Data extracted from a collection
PR #1624, opened 2021-12-22
add support for timeout feature

kristopherbullinger:
Hello. Discord released a new feature recently allowing moderators/admins to time out users for a specified amount of time. Timing out a user requires a [new permission](https://discord.com/developers/docs/topics/permissions#permissions) and is part of the [Modify Guild Member](https://discord.com/developers/docs/resources/guild#modify-guild-member) API.

Thank you for your time reading and reviewing this pull request. I am happy to address any issues if you find that there are any.

### DIFF
--- a/src/builder/edit_member.rs
+++ b/src/builder/edit_member.rs
@@ -1,7 +1,10 @@
 use std::collections::HashMap;
+use std::fmt::Display;
 
 use crate::internal::prelude::*;
 use crate::model::id::{ChannelId, RoleId};
+
+use chrono::{DateTime, TimeZone};
 
 /// A builder which edits the properties of a [`Member`], to be used in
 /// conjunction with [`Member::edit`].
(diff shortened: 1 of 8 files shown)


src/client/mod.rs
```diff
@@ -369,7 +369,6 @@ impl<'a> Future for ClientBuilder<'a> {
 
             self.fut = Some(Box::pin(async move {
                 let url = Arc::new(Mutex::new(http.get_gateway().await?.url));
-
```
nickelc: This change is unrelated.

src/builder/edit_member.rs
```diff
@@ -87,4 +90,40 @@ impl EditMember {
...
+        self.0.insert("communication_disabled_until", Value::String(timestamp));
+        self
+    }
+
+    /// Remove a user's timeout, if there is one.
+    ///
+    /// Requires the [Moderate Members] permission.
+    ///
+    /// [Moderate Members]: crate::model::permission::Permissions::MODERATE_MEMBERS
+    pub fn remove_timeout(&mut self) -> &mut Self {
```
GnomedDev: Seems like a weird name, maybe the other methods should take Option to follow the API or this should be renamed to `enable_communication`

GnomedDev (commented):
This PR also doesn't seem to add the new `communication_disabled_until` field to Member, however it may be missing something.

src/client/mod.rs
kristopherbullinger: I will undo this change. My mistake, left over from some debugging during local testing.

src/builder/edit_member.rs
kristopherbullinger: I will update this method name.

kristopherbullinger:
In total, I have:
- Updated `Member` and `PartialMember` to contain a new `communication_disabled_until: Option<DateTime<Utc>>` field.
- Added `disable_communication_until_datetime` and `enable_communication` methods to the `Member` struct.
- Added three new methods to `EditMember`: `disable_communication_until`, `disable_communication_until_datetime`, and `enable_communication`.

I am wondering if it is better for the `EditMember::disable_communication_until_datetime` to accept as a parameter `DateTime<Utc>` rather than `DateTime<Tz> where Tz: TimeZone, Tz::Offset: Display` to simplify the API.

src/model/guild/member.rs
```diff
@@ -92,7 +97,7 @@ impl Member {
                 self.roles.push(role_id);
 
                 Ok(())
-            },
+            }
```
kristopherbullinger: These changes kept getting applied every time I ran RustFmt. Let me know if you want me to undo them.

arqunis: These commas are meant to be there, as [defined by our rustfmt configuration](https://github.com/serenity-rs/serenity/blob/current/rustfmt.toml#L11). Which version of rustfmt are you using? We only support nightly, because we use options not yet supported in stable rustfmt.

kristopherbullinger: I see. I was not using nightly -- I was letting an editor plugin do the formatting for me, which was using the default rustfmt channel. Running `cargo +nightly fmt` resolved the commas and other formatting discrepancies. Thank you.

arqunis (approved):

arqunis:
Thanks!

# [EXERCISE PROMPT]
Find the lines above that contain the word "support" and collect them.

# [SOLUTION FOR THIS TASK]
add support for timeout feature
arqunis: These commas are meant to be there, as [defined by our rustfmt configuration](https://github.com/serenity-rs/serenity/blob/current/rustfmt.toml#L11). Which version of rustfmt are you using? We only support nightly, because we use options not yet supported in stable rustfmt.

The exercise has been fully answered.